## Extracted records:
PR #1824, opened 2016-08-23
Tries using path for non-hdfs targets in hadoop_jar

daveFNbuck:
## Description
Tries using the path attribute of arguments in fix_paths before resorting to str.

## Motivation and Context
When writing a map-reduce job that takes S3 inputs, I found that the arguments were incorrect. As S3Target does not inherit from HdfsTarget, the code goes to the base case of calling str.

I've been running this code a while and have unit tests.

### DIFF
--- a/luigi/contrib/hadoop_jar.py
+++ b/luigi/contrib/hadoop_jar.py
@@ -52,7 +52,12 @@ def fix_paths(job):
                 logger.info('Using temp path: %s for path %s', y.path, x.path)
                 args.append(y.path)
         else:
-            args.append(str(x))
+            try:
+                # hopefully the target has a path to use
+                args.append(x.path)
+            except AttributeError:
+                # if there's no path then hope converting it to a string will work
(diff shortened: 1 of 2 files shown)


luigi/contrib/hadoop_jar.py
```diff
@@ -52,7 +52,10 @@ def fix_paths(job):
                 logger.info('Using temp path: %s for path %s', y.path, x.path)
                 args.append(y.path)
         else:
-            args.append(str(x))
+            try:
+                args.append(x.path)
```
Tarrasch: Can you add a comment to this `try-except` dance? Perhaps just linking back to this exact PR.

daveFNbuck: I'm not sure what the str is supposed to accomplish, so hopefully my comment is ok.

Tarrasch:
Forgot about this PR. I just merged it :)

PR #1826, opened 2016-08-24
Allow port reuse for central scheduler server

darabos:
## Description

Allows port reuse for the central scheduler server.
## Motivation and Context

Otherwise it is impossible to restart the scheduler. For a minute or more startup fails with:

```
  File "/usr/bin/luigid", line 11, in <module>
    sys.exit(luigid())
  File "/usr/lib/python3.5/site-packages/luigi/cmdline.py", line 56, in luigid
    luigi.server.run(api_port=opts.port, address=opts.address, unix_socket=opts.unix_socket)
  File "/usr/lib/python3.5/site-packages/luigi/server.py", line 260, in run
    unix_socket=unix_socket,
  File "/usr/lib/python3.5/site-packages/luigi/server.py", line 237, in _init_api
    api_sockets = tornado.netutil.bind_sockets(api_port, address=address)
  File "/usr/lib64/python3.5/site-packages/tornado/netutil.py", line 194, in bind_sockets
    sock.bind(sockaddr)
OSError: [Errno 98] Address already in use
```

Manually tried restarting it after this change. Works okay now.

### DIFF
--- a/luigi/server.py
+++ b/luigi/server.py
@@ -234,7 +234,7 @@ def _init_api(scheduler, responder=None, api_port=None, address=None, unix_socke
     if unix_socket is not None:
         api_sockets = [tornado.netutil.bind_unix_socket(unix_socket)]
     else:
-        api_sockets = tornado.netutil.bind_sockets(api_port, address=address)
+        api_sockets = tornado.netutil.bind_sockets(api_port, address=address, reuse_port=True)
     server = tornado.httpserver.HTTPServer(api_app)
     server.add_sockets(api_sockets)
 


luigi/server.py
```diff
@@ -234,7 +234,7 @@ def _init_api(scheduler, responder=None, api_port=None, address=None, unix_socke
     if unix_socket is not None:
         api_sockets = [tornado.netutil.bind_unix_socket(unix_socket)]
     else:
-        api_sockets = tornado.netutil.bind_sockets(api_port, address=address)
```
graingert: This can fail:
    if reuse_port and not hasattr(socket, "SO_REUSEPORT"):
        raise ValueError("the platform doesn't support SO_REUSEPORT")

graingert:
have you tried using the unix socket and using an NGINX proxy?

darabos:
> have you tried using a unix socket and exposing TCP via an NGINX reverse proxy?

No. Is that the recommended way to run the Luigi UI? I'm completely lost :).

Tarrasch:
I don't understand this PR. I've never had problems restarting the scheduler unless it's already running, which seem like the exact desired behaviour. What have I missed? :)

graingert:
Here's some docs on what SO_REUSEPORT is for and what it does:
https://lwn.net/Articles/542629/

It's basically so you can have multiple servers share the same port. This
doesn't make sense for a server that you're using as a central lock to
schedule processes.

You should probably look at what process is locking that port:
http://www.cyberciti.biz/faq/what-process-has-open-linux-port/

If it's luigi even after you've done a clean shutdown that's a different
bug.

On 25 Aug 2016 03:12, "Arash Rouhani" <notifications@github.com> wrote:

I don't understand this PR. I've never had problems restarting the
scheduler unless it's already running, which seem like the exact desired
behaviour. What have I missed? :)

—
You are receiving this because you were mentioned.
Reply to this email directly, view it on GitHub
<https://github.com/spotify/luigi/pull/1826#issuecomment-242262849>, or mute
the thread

## Exercise instructions:
If a line in the entries holds the word "NGINX", count it. Report the total only.

## Exercise answer:
2